** DATASET EXCERPTS follows **

PR #4779, opened 2024-02-29
Pin baselayer to 56480544d9895a263782e8a0cf52e1e86c4785f1

Theodlz:
Pin new baselayer, that comes with some bugfixes with the query_accessible_rows() and related methods, to support sqlalchemy 2.0 syntax


mcoughlin (approved):
LGTM

PR #4794, opened 2024-03-05
Candidates Filter Form V2 Bugfix: program selection

Theodlz:
I spotted an issue on preview, where searching for groups with the search bar would cause incorrect groups to be selected. 

This PR stops using the form to handle that selected group state so we don't need to hack our way around using indexes to map to group ids which is a mess.


Theodlz:
Tested extensively locally (both manually and running the unit tests. Self merging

** End of DATASET EXCERPTS **

WHAT TO PRODUCE →
A count alone is required. How many lines in the entries contain the string "selected"?

TASK ANSWER →
2